Returning to the Past-(Who Says You Can Never Go Back). If Congress does nothing before January 1, 2011, then the estate tax law we had in 2000 will automatically become the law in 2011. That will mean a 55% tax rate for estates larger than $1,000,000.

Now it is still possible there will be new legislation.  If there is then it will most likely look pretty similar to the law that applied in 2009.  There will almost certainly be a $3,500,000 exemption (possibly as high as $5,000,000) and a 45% tax rate, at least for the smaller estates.  It is possible that as the size of the estate increases that the rate will increase. That would be consistent with the Obama administrations vow to tax the richest of Americans more. For example estates over $10,000,000 might be charged at a 50% or 55% rate.

Politics, Not Governing. How likely is such legislation?  That is an interesting question.  Governing seems to have become entirely political, or maybe politics has replaced governing.

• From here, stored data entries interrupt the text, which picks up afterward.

Issue #3039, opened 2020-11-01
Logging level is broken in some cases


marcel-apf:
# Description of problem

Run CRI-O  in normal mode and set enable_debug = true in  configuration.toml.

# Expected result

The runtime logging level should be INFO, which from KATA's perspective behaves like DEBUG.

# Actual result

The runtime logging level is WARN, which from KATA's perspective behaves like INFO.

# Further information

The issue can be traced to  commit eee4d7012 "katutils: logging: default log level to Warn".
Before the mentioned patch the default logging level was "Info" which matches the comment:
https://github.com/kata-containers/runtime/blob/c54378d7768f8f7e0c613ee331fe9a63b89d65af/pkg/katautils/config.go#L1193,L1194

However after the patch the default logging level is not "Debug" anymore.

fidencio:
---

This issue is being automatically closed as Kata Containers 1.x has now reached EOL (End of Life). This means it is **no longer being maintained**.

> **Important:**
>
> All users should switch to the latest [Kata Containers 2.x release](https://github.com/kata-containers/kata-containers/blob/main/docs/install/README.md) to ensure they are using a maintained release that contains the latest security fixes, performance improvements and new features.

This decision was discussed by the @kata-containers/architecture-committee and has been announced via the [Kata Containers mailing list](http://lists.katacontainers.io/pipermail/kata-dev/):
* http://lists.katacontainers.io/pipermail/kata-dev/2020-November/001601.html
* http://lists.katacontainers.io/pipermail/kata-dev/2021-April/001843.html
* http://lists.katacontainers.io/pipermail/kata-dev/2021-May/001896.html

If you believe this issue still applies to Kata Containers 2.x, please open an issue against the [Kata Containers 2.x repository](https://github.com/kata-containers/kata-containers), pointing to this one, providing details to allow us to migrate it.

---

PR #3040, opened 2020-11-01
logging: Fix Logging level

marcel-apf:
When running CRI-O in normal mode and setting enable_debug = true
in configuration.toml, the logging level should be info
(which from KATA's perspective behaves like DEBUG).
However the runtime logging level will be  WARN (which from KATA's
perspective behaves like INFO).

The issue can be traced to commit
    eee4d70 "katutils: logging: default log level to Warn".

Fix it by setting the logging level whether the debugging mode is
enabled or not.

Fixes: #3039

Signed-off-by: Marcel Apfelbaum <marcel@redhat.com>

### DIFF
--- a/pkg/katautils/config.go
+++ b/pkg/katautils/config.go
@@ -1189,7 +1189,10 @@ func LoadConfiguration(configPath string, ignoreLogging, builtIn bool) (resolved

So the question is not whether Congress will act so that Americans can plan their lives and business affairs, but whether there is a political advantage for either party in taking up the estate tax issues at this time.  Frankly, estate taxes have become small potatoes in today’s politically charged climate.  In other words there are a lot of bigger fish to fry with jobs creation, the economy, the expiration of the Bush tax cuts (which could include the estate tax), aid to small business, adding to the stimulus, the implementation of the health care legislation, not to mention immigration reform.

If I had to guess (and it would certainly be a guess), I would say we are not going to see estate tax legislation passed this year, at least not before the November elections, unless it gets pulled into the attempt to extend the Bush tax cuts for another couple of years.

Lame Duck. There is one additional interesting possibility. At this time it seems quite probable that there will be a change in control in one or both houses of Congress. That could mean there will be an interesting lame duck session after the November elections and estate tax legislation might be pushed by the administration while it still has a majority in both houses, that assumes of course that the majority can come together and act in a short session before the end of the year Holidays.